It's probably down to a single typo in your notebook, or the fact that you had evaluated different forms of this cell before and then did not restart the kernel (like with mathematica, just deleting a cell does not undo the effects of running the cell).

The following works:

{u,r,\phi,\theta}::Coordinate;
{\mu,\nu,\rho,\sigma,\lambda,\kappa,\chi,\gamma}::Indices(values={u,r,\phi,\theta}, position=fixed);
\partial{#}::PartialDerivative;
g_{\mu\nu}::Metric.
g^{\mu\nu}::InverseMetric.

(you had {u,,r\phi,\theta}::Coordinate; in the first line, note the comma).

ss:= { g_{u u} = -(1-2 M(u)/r),  
   g_{r u} = 1,
   g_{u r} = 1, 
   g_{\theta\theta} = r**2, 
   g_{\phi\phi}= r**2 \sin(\theta)**2
 };

complete(ss, $g^{\mu\nu}$);

(unchanged wrt. your file). This does not yet give $g^{uu}=0$ because by default we do not run any simplification on the result of the inversion of the metric. But that's easy to add:

map_sympy(ss, "simplify");

Which gives the expected result for the inverse metric.

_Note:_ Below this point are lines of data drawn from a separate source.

PR #11663, opened 2026-08-04
fix(perf): repair the always-failing Performance workflow

gregpriday:
The scheduled Performance workflow has failed every run since 2026-05-14 — 60 consecutive failures. It gates nothing (`ci-ok` is the sole required check), which is why it rotted unnoticed. Three independent breakages, plus a fourth found while verifying.

## What was broken

**1. The perf store bundle stopped linking.** `worktreeSidebarFixture.ts` esbuild-bundles the real `createWorktreeStore` with four renderer-only leaves stubbed. `40352d377` (2026-07-23) added two more imports to the store, and esbuild links every static import regardless of reachability:

```
No matching export in "daintree-stub:@/components/Worktree/worktreeDeleteHelper" for import "captureWorktreeTerminalSnapshot"
```

That killed the smoke, ci, and nightly matrices outright.

**2. `perf-update-baselines` could not produce a nightly baseline.** The job ran `npm ci` and then the four regen commands — no build, no `electron-builder`, no xvfb. PERF-004 launches a real packaged binary, so the nightly regen threw `packaged binary not found under release/` and aborted before writing anything. `baseline.nightly.json` could therefore never gain the 9 scenarios the `perf-nightly` gate requires. The job that exists to heal a stale baseline was structurally incapable of producing one. All four regen steps are `continue-on-error: true`, so they showed green ticks while exiting 1.

**3. The PR step is blocked by org policy.** `peter-evans/create-pull-request` fails with `GitHub Actions is not permitted to create or approve pull requests`. This is a **daintreehq org** setting, not a repo one — the repo-level API returns HTTP 409. See "What you still need to do".

**4. (found while verifying) `run.ts` zeroes 24 gated scenarios.** `fccf058ee` (2026-04-19) changed the timing to `sample.durationMs >= 0 ? sample.durationMs : wallClockMs` for PERF-004's NDJSON path. But ~32 legacy scenarios hardcode `durationMs: 0` from when the harness wall-clocked everything unconditionally, and `0 >= 0`. Regenerating writes a literal-zero p95 for them, which sinks each one under `gate.ts`'s `MIN_REGRESSION_BASELINE_MS` floor and silently disables its regression gate. This was invisible because no baseline has regenerated since 2026-02-11 — before the change. Had the other fixes landed alone, the first healing PR would have quietly gutted the gate for 24 scenarios.

## What this changes

- Stub fix, plus `panelIds` on the panelStore stub (`cleanupOrphanedTerminals` reads it)
- `perf-update-baselines` gains build → package → verify → runtime-deps → xvfb, mirroring `perf-nightly`; only the nightly regen needs xvfb, since PERF-004 is nightly-only
- `run.ts` now treats only a **positive** `durationMs` as self-timed
- New `npm run perf verify-baselines`, run between the regens and the PR step: asserts all four baselines are fresh, mode-correct, complete against their budgets, finite, and non-zero. Without it the job stages the modes that succeeded next to the modes left stale — not theoretical, that's how `perf/update-baselines-automated` ended up carrying a soak-only commit
- `scripts/perf/__tests__/worktreeStoreBundle.test.ts` links the bundle from normal PR CI, so the next missing stub export fails where someone will see it
- `workflow_dispatch` allowed on develop; optional `PERF_BASELINE_TOKEN`

## Verification

Run locally against a real packaged binary:

| Step | Result |
|---|---|
| `npm run build` + `electron-builder --dir` + verify binary | exit 0 |
| `perf {smoke,ci,nightly,soak} --update-baseline` | all exit 0 |
| `perf verify-baselines` | all 4 verified |
| `perf soak` | exit 0 |
| perf unit tests (12 files, 128 tests) | exit 0 |
| typecheck / prettier | exit 0 |

The regenerated nightly baseline carries all 63 scenarios including the 9 that were missing, with **zero** literal-zero p95 values (54 and 24 respectively before these fixes). The bundle test was confirmed to fail against the original stub, reproducing the exact CI error, and to pass once fixed.

No baselines are committed here: these are Apple Silicon numbers and the gate runs on `ubuntu-22.04`. They have to be regenerated on the runner, which is what `perf-update-baselines` is for.

The `perf ci` and `perf nightly` **budget** gates flake on my machine — a different scenario trips each run (PERF-031/033/034, then PERF-130, then PERF-137, then PERF-042/052/080/100) at load average 11 with several Electron renderers at ~38% CPU. That is measurement noise, not drift. Worth knowing: the sentinel fix trades "silently disabled gate" for "gate that can flake on noisy hardware" for those ~32 scenarios, and their budgets were written against Feb-era numbers, so they may want a tune once real Linux-runner baselines land.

If you want to not write $M(u)$ everywhere, but prefer just $M$, simply add (before you start computing)

M::Depends(u);
by (83.1k points)

it does not recognise map_sympy which is odd as I think that there are versions of python on this machine I guess that it just cannot find them. I tried running without this command and got did not match C++ signature, I guess because g^{uu} has not been found to equal 0 yet.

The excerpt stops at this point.